兔子先生

Exchange Bulletin

FG Acquisition Corp. (FGAA.V) To Trade On 兔子先生


April 1, 2022
Issuer: FG Acquisition Corp. (the "Company")
Security: Class A Restricted Voting Units
Symbol: FGAA.V
Number of securities issued and outstanding: 10,000,000
Number of securities reserved for issuance: 1,500,000
Listing category: Special Purpose Acquisition Corporation, Non-Exempt
Trading currency: US$
Transaction: Initial public offering ("Offering") of Class A Restricted Voting Units at an offering price of US$10.00 per Class A Restricted Voting Unit consisting of one Class A Restricted Voting Share and one-half of an IPO Warrant. It is anticipated that the Class A Restricted Voting Units will separate into Class A Restricted Voting Shares and IPO Warrants 40 days following the Closing Date (or the next trading day, if the 40th day is not a trading day).
 
Upon separation of the Class A Restricted Voting Units, the Class A Restricted Voting Shares and the IPO Warrants will be listed on TSX. A further bulletin will be issued confirming the separation date of the Class A Restricted Voting Units and the trading information of the Class A Restricted Voting Shares and IPO Warrants.
 
Each whole IPO Warrant entitles the holder to purchase one Class A Restricted Voting Share (and upon closing of a Qualifying Acquisition, each IPO Warrant would represent the entitlement to purchase one Common Share). The IPO Warrants will become exercisable, at an exercise price of US$11.50 per share, commencing 65 days after the completion of the Qualifying Acquisition and will expire at 5:00 p.m. (Toronto time) on the day that is five years after the completion of the Qualifying Acquisition or may expire earlier if a Qualifying Acquisition does not occur within the Permitted Timeline or if the expiry date is accelerated.

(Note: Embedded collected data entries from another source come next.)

PR #35, opened 2019-04-30
[WIP] Design system

eliascodes:
Just an FYI PR.


astroash:
@eliascodes can this be closed?

eliascodes:
Yes and no. If you've taken it for a spin, had a flick through the storybook and begun to form an opinion, then it's probably fulfilled its purpose for now.

astroash:
@eliascodes please review and merge

astroash:
@eliascodes thoughts on ejecting this and using babel to compile the react/typescript? Storybook is building it's own version to display but we need to be able to import the js/react components to other repos.

eliascodes:
Yeah I'd prefer not to, but I can't find an obvious solution with `react-scripts`, so sure.

astroash:
@eliascodes I'll add the release ribbon to the apps in a separate PR.

api/config/types.ts
```diff
@@ -7,7 +7,7 @@ import { AppEnum } from '../src/types/internal';
 
 export enum Environment {
   DEVELOPMENT = 'development',
-  TESTING = 'testing',
+  TEST = 'test',
```
eliascodes: Why are we doing this?

lib/twine-ui/src/components/Buttons.tsx
```diff
@@ -0,0 +1,57 @@
+import styled from 'styled-components';
```
eliascodes: This was added a while ago, is this still consistent with (1) any updates to the design system and (2) the equivalent components in the dashboard?

lib/twine-ui/src/components/Card.tsx
```diff
@@ -0,0 +1,21 @@
+import React from 'react';
```
eliascodes: This was added a while ago, is this still consistent with (1) any updates to the design system and (2) the equivalent components in the dashboard?

lib/twine-ui/src/components/Input.tsx
```diff
@@ -0,0 +1,78 @@
+import React from 'react';
```
eliascodes: This was added a while ago, is this still consistent with (1) any updates to the design system and (2) the equivalent components in the dashboard?

lib/twine-ui/src/components/Select.tsx
```diff
@@ -0,0 +1,107 @@
+import React from 'react';
```
eliascodes: This was added a while ago, is this still consistent with (1) any updates to the design system and (2) the equivalent components in the dashboard?

lib/twine-ui/src/components/Typography.tsx
```diff
@@ -0,0 +1,52 @@
+import styled from 'styled-components';
```
eliascodes: This was added a while ago, is this still consistent with (1) any updates to the design system and (2) the equivalent components in the dashboard?

lib/twine-ui/src/styles/colours.ts
```diff
@@ -0,0 +1,51 @@
+export enum ColoursEnum {
```
eliascodes: This was added a while ago, is this still consistent with (1) any updates to the design system and (2) the equivalent files in the dashboard?

lib/twine-ui/src/styles/fonts.ts
```diff
@@ -0,0 +1,34 @@
+export enum FontFamilyEnum {
```
eliascodes: This was added a while ago, is this still consistent with (1) any updates to the design system and (2) the equivalent components in the dashboard?

lib/twine-ui/src/styles/spacing.ts
```diff
@@ -0,0 +1,3 @@
+export enum PaddingEnum {
```
eliascodes: This was added a while ago, is this still consistent with (1) any updates to the design system and (2) the equivalent components in the dashboard?

api/config/types.ts
astroash: Because this storybook expects this variable to be set in testing environment

lib/twine-ui/src/components/Buttons.tsx
astroash: Im happy to pull out all the old components and readd them as we slowly move over to this library

astroash:
> Also where did we land on ejecting

More apt solution:
- remote CRA
- compile with typescript

lib/twine-ui/src/components/Buttons.tsx
eliascodes: Yeah lets do that.

eliascodes:
> remove CRA

OK but `react-scripts` is still installed here?

astroash:
Benching as this is more work than initially thought. There's a number of compile issues to do with using styled components. Need to look into webpack & babel options.

Issue #39, opened 2019-04-30
💅 create tables for dashboard


astroash:
- [x] create table component
- [x] add sorting and filtering functionality
- [x] style it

If the expiry date is accelerated, the Board of Directors will have the option to require all holders that wish to exercise Warrants to do so, in whole or in part, on a cashless basis.
 
The IPO Warrants shall contain a right (the "Warrant Put Rights") to require the Sponsors to acquire such IPO Warrants in connection with a Qualifying Acquisition or a Winding-Up, for U.S.$1.25 per IPO Warrant.
Listing date: April 4, 2022 (as at 5:01 pm) in anticipation of closing of the Offering.
Anticipated closing date: April 5, 2022 (prior to the opening)
Posted for trading date: April 5, 2022 (at the opening) subject to confirmation of closing of the Offering.
Other market(s): None
Temporary market maker: Questrade Inc.
Security ownership registration: Non-certificated inventory system of CDS
Investor relations: Hassan R. Baqar
Chief Financial Officer
847-791-6817
hbaqar@sequoiafin.com 
Incorporation: Business Corporations Act (British Columbia) on October 25, 2021
Fiscal year end: December 31
Nature of Business: The Company is a newly organized special purpose acquisition corporation for the purpose of effecting, directly or indirectly, an acquisition of one or more businesses or assets, by way of a merger, amalgamation, arrangement, share exchange, asset acquisition, share purchase, reorganization, or any other similar business combination involving the Company with a focus on the financial services sector. However, the Company is not limited to a particular industry or geographic region for the purposes of completing the Qualifying Acquisition.
Transfer agent and registrar: TSX Trust Company, at its office in Toronto
Dividends: The Company does not intend to declare or pay any cash dividends prior to the completion of the Qualifying Acquisition.
Sponsorship: Waived
Additional Information: The Class A Restricted Voting Units will be quoted and traded on 兔子先生 in US funds and trading information regarding the Class A Restricted Voting Units will appear under the heading "Trading in US Funds" in the TSX Monthly Review.
Disclosure document: Prospectus dated March 28, 2022 which is available at . Capitalized terms not otherwise defined herein are as defined in the Prospectus.